Back and waist support belts are used now by a wide segment of the public, whether for extra support while exercising and lifting weights, to help protect them from injury while working, or as part of physical therapy, allowing the back to rest while recuperation from an injury is underway.
There is a wide range of conditions that call for the use of such belts -- including spinal stenosis, in which the nerve opening inside the vertebrae is too small, pinching the nerves; slipped discs, which occur when the gel-like disc between two vertebrae ruptures; and sciatica, in which a herniated disk or even a bone spur puts pressure on the nerve that runs down the legs, sometimes causing debilitating pain, along with numbness and tingling.
Modern Back and Waist Support Belt Offers Superior Comfort
Now constructed of comfortable, breathable fabrics, back support belts on the market today are easy to wear -- and back pain can be so life-altering that many sufferers may be tempted to wear them all day long, and even at night, to provide extra support while laying down.
However, medical professionals across the board caution that this is a dangerous practice that could even result in a weakening and atrophy of the very muscles, ligaments, and other structures within the core of the body that needs to be strengthened in order to avoid pain and further injury. Normally, physicians recommend wearing a back brace or back and waist support belt for a short duration only, just to allow the body to heal itself, cautioning patients to discontinue use after the situation has resolved.
Christopher Cousins, a Washington, D.C. - based physical therapist, tells U.S. News and World Report that "Lumbar support devices provide enough compression and support for the lower back to allow healing to occur. The compression on your abdomen means there's less pressure on your lower back discs, ligaments, muscles, and spine."
Wear a Back Support Belt for Back Pain for Two to Four Days Maximum
Indeed, experts say, a back and waist support belt should be used as soon as possible after pain sets in, to protect the area from further injury. Chiropractor Scott Bauch explains to U.S. News that "You want to give yourself bracing so you can move. Inactivity or immobilization is the worst thing for a back. You want to remain active, and a brace can help you do that."

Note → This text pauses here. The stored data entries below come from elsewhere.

PR #531, opened 2019-05-13
VSphere: Use the machine UID for identification instead of name

### LINKED ISSUE #379: [vSphere] 2 clusters having a node with the same name, leads to concurrency issues
On all providers the controller uses the machine UID as tag/label on the cloud provider instance to securely identify the correct instance.
On vSphere there's no such mechanism, thus having 2 clusters with each 1 node called `node-1` will lead to issues in the controller.

alvaroaleman:

Fixes #379

```release-note
none
```

/assign  @mrIncompetent

### DIFF
--- a/pkg/cloudprovider/provider/vsphere/provider.go
+++ b/pkg/cloudprovider/provider/vsphere/provider.go
@@ -53,6 +53,9 @@ const (
 	// the machine to indicate creation succeeded.
 	// If this is not set correctly, .Get will delete the instance
 	creationCompleteFieldName = "kubernetes-worker-complete"
+	// machineUIDFieldName is the name of the field in which we
+	// store the machines UID
+	machineUIDFieldName = "kubernetes-machine-uid"
 )
 
 type provider struct {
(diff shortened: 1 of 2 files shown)


pkg/cloudprovider/provider/vsphere/provider.go
```diff
@@ -773,3 +771,82 @@ func (p *provider) MachineMetricsLabels(machine *v1alpha1.Machine) (map[string]s
 func (p *provider) SetMetricsForMachines(machines v1alpha1.MachineList) error {
 	return nil
 }
+
+func get(ctx context.Context, machine *v1alpha1.Machine, datacenterFinder *find.Finder, config *Config, operatingSystem providerconfig.OperatingSystem) (*object.VirtualMachine, error) {
```
mrIncompetent: The function name does not really match its content :confused: 

How about extracting the "cleanup" code here into a `DeleteBrokenInstances` function which takes `virtualMachineList` as argument ?

Something like:
- fetch all vm's
- cleanup broken instances
- filter based on the VM fields

I would really like to split the retrieval & cleanup code as much as possible to avoid misunderstandings when reading the code.

alvaroaleman: > https://github.com/kubermatic/kubermatic/pull/3484

How would you call it?

> How about extracting the "cleanup" code here into a DeleteBrokenInstances function which takes virtualMachineList as argument

I would like to first change the `cloudprovider` interface so that the `Get` also gets the `MachineCreateDeleteData`, because then we call call `Cleanup` in here. Any objections to that?

mrIncompetent: > How would you call it?

For the time being:
`getAndCleanup` ?

> I would like to first change the cloudprovider interface so that the Get also gets the MachineCreateDeleteData, because then we call call Cleanup in here. Any objections to that?

sgtm

pkg/cloudprovider/provider/vsphere/provider.go
```diff
@@ -590,74 +607,51 @@ func (p *provider) Get(machine *v1alpha1.Machine, _ *cloudprovidertypes.Provider
 	if err != nil {
 		return nil, fmt.Errorf("failed to get datacenter finder: %v", err)
 	}
-	virtualMachine, err := finder.VirtualMachine(ctx, machine.Spec.Name)
+	virtualMachineList, err := finder.VirtualMachineList(ctx, machine.Spec.Name)
```
alvaroaleman: We can not re-use `p.Get` here because it just returns a single machine and doesn't care about the creation complete part, but we need all machines here and we need to destroy the ones whose creation didn't complete

alvaroaleman:
@mrIncompetent This is ready for review again now

PR #532, opened 2019-05-14
Openstack validation: Force passing in image and flavor

alvaroaleman:

Fixes the Openstack validation to now allow an empty image and flavor. It is possible that there is an image or flavor without a name in the openstack API which will then be used.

When worn for muscle strain, a common condition for which support belts are recommended, physicians say that the belts should be worn for a maximum of two to four days only, in order to avoid a dangerous weakening of the core muscles -- which could not only exacerbate the original injury but also lead to chronic pain and other conditions.

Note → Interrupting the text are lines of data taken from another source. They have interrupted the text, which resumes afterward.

PR #533, opened 2019-05-14
GCE public IP by default

kron4eg:
This PR fixes breaking change introduced in #510 

```release-note
GCE public IP by default
```

### DIFF
--- a/pkg/cloudprovider/provider/gce/config.go
+++ b/pkg/cloudprovider/provider/gce/config.go
@@ -214,12 +214,12 @@ func newConfig(resolver *providerconfig.ConfigVarResolver, spec v1alpha1.Provide
 
 	cfg.multizone, err = resolver.GetConfigVarBoolValue(cpSpec.MultiZone)
 	if err != nil {
-		return nil, fmt.Errorf("failed to retrieve assignPublicIPAddress: %v", err)
+		return nil, fmt.Errorf("failed to retrieve multizone: %v", err)
 	}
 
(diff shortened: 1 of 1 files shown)


pkg/cloudprovider/provider/gce/config.go
```diff
@@ -202,19 +202,24 @@ func newConfig(resolver *providerconfig.ConfigVarResolver, spec v1alpha1.Provide
 		return nil, fmt.Errorf("cannot retrieve preemptible: %v", err)
 	}
 
-	cfg.assignPublicIPAddress, err = resolver.GetConfigVarBoolValue(cpSpec.AssignPublicIPAddress)
-	if err != nil {
-		return nil, fmt.Errorf("failed to retrieve assignPublicIPAddress: %v", err)
+	// make it true by default
+	cfg.assignPublicIPAddress = true
+
+	if cpSpec.AssignPublicIPAddress != nil {
```
alvaroaleman: Actually its way simpler to just set the default as you did by a `cfg.assignPublicIPAddress = true`, there is no reason to have AssignPublicIPAddress be a `*providerconfig.ConfigVarBool` instead of a literal

kron4eg: isn't `GetConfigVarBoolValue()` would return `(false, error)` in case when there is no `assignPublicIPAddress` and effectively overwrite `cfg.assignPublicIPAddress` to false?

alvaroaleman: Good point.

/lgtm
/approve

PR #542, opened 2019-05-20
Do not try to evict node when no available target is present

### LINKED ISSUE #541: Node eviction waits until timeout when all nodes in status deletion
Since our latest update our clusters hang in deletion until the node eviction timeout is reached. This happens since the machine controller tries to evict all nodes and does not find a suitable target. The machine Controller should check if there are suitable targets to evict onto in the `shouldEvict()` check, to not block deletion if the whole cluster is about to be deleted.

cbeneke:
This prevents the machineController from evicting nodes when no
other undeleted (deletionTimestamp == nil) node is present.

When the machine controller gets requested to delete all nodes it tries to evict all nodes without a suitable target. This blocks the deletion of all nodes until the default 2h timeout.
This PR adds a check to shouldEvict(), if there are machines in non-deleting status (deletionTimestamp == nil) and does not evict otherwise.

Fixes #541 

Maybe this should be flagged with an option to turn off, if the cluster e.g. has non-machine controller managed nodes (?).

```release-note
Machines are no longer evicted when all machines are marked for deletion
```

### DIFF
--- a/pkg/controller/machine/machine.go
+++ b/pkg/controller/machine/machine.go
@@ -477,7 +477,7 @@ func (c *Controller) ensureMachineHasNodeReadyCondition(machine *clusterv1alpha1
 	})
 }
 
-// evictIfNecessary checks if the machine has a node and evicts it if necessary
+// shouldEvict checks if the machine has a node and needs to be evicted before deletion
 func (c *Controller) shouldEvict(machine *clusterv1alpha1.Machine) (bool, error) {
 	// If the deletion got triggered a few hours ago, skip eviction.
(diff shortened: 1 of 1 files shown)


alvaroaleman:
@mrIncompetent and me discussed this, the approach we want to take is to trigger this when:

* All machines have a valid NodeRef to avoid the case that a machine is in the process of being provisioned while we do this
* There are no nodes with `.Spec.Unschedulable = false` (AKA a node that is probably managed outside of the machine-controller and could serve as a scheduling target)

alvaroaleman:
This was resolved in #562, closing
/close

Those who go against medical advice and wear the belts for longer than recommended -- for example more than two weeks -- can even develop gastrointestinal disorders, increased blood pressure, skin lesions from the friction of the belts, and core muscle weakening. Experts note that those who wear such belts over a prolonged period not only run the risk of developing these conditions but also may avoid investigating the condition that caused the problems in the first place, including kidney stones, which sometimes present as back pain.
Rather than living for an extended period in a comfortable back brace which may indeed feel like the ultimate solution, physicians often recommend a course of physical therapy to patients in order to strengthen the very core muscles that are being supported by a back and waist belt. Even Pilates, stretching, and yoga may be part of the treatment for the various back maladies that may have caused the patient to resort to a back brace or belt.

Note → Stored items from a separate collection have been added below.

PR #552, opened 2019-05-31
vSphere: add missing fields in example

kron4eg:
Signed-off-by: Artiom Diomin <kron82@gmail.com>

Example didn't reflected all the possible config option accessible in vSphere

Fixes #

```release-note
vSphere: add missing fields in example
```

### DIFF
--- a/examples/vsphere-machinedeployment.yaml
+++ b/examples/vsphere-machinedeployment.yaml
@@ -37,20 +37,28 @@ spec:
             - "<< YOUR_PUBLIC_KEY >>"
           cloudProvider: "vsphere"
           cloudProviderSpec:
-            templateVMName: ubuntu-template
             # Can also be set via the env var 'VSPHERE_USERNAME' on the machine-controller
             username: '<< VSPHERE_USERNAME >>'
             # Can also be set via the env var 'VSPHERE_ADDRESS' on the machine-controller
             # example: 'https://your-vcenter:8443'. '/sdk' gets appended automatically
             vsphereURL: '<< VSPHERE_ADDRESS >>'
-            datacenter: 'Datacenter'
             # Can also be set via the env var 'VSPHERE_PASSWORD' on the machine-controller
             password:
               secretKeyRef:
                 namespace: kube-system
                 name: machine-controller-vsphere
                 key: password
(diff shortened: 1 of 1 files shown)


examples/vsphere-machinedeployment.yaml
```diff
@@ -37,20 +37,25 @@ spec:
...
             password:
               secretKeyRef:
                 namespace: kube-system
                 name: machine-controller-vsphere
                 key: password
-            cluster: "test-cluster"
+            datacenter: datacenter1
+            templateVMName: ubuntu-template
+            # Optional
+            templateNetName: ''
```
alvaroaleman: Could you add an explanation, that `templateNetName` is the name of the network the interface on the template-machine is attached to that should be used for the `vmNetName` and also that its only required if the template-machine has more than one network?

examples/vsphere-machinedeployment.yaml
```diff
@@ -37,20 +37,25 @@ spec:
...
+            vmNetName: network1
```
alvaroaleman: This is also optional

examples/vsphere-machinedeployment.yaml
```diff
@@ -37,20 +37,25 @@ spec:
...
+            # Optional
+            folder: folder1
```
alvaroaleman: Are you sure, does it work when this is unset?

kron4eg: Quite sure, in kubeone example I didn't used it and it's all good: https://github.com/kubermatic/kubeone/blob/master/examples/terraform/vsphere/outputs.tf#L57

examples/vsphere-machinedeployment.yaml
kron4eg: done

examples/vsphere-machinedeployment.yaml
kron4eg: done

examples/vsphere-machinedeployment.yaml
kron4eg: done

kron4eg:
@alvaroaleman we can /override it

Muscles Lose Strength After Prolonged Back and Waist Belt Wear
The kind of lumbar support offered by these devices can be just what the doctor ordered, Bauch says -- for the short term. He notes "Your muscles start to adapt and get accustomed to the brace, which means they can lose strength, which can lead to more injuries. If you use the back brace for more than two weeks, you can become brace-dependent."
As more and more people work while sitting in front of computers -- not counting the screen time that they indulge in after hours -- the bad posture they often have while sitting has led to many of the back injuries that occur today. Wearing a back and waist support belt may indeed help with this chronic condition as well -- again, as long as you don't go overboard and wear the device continually.
The slouching posture that many of us find ourselves in as we squint at screens during the course of our days is the culprit in many maladies, leading to a weakening of the spine and an increased susceptibility to injury. A good-quality, well-fitting back support belt will help you maintain an optimal posture as you go about your daily routine, making your spine straight and keeping it upright, while your shoulders are back and your abdomen is tucked in. Such a back belt will not only put a stop to slouching by aligning the spine and supporting the vertebrae but also remove the stress from your entire spinal column as it supports the body from the outside.
Back Belts for Posture Should Be Worn Two Hours Per Day At Most
However, although we may feel like wearing such belts would be helpful for eight or more hours a day, medical experts caution again that they can easily be overused, leading to a further weakening of our vital core muscles. In fact, when worn to improve our posture, back and waist support belts should actually only be used for a maximum of two hours per day. When used correctly, they can force your abdominal muscles to support your body, as they should be doing -- instead of the back muscles, which places an inordinate strain on the spine. Your back muscles will also become stronger just by being aligned.
In the end, you will have a strengthened abdominal core, supporting a spine that is free of unnecessary stress.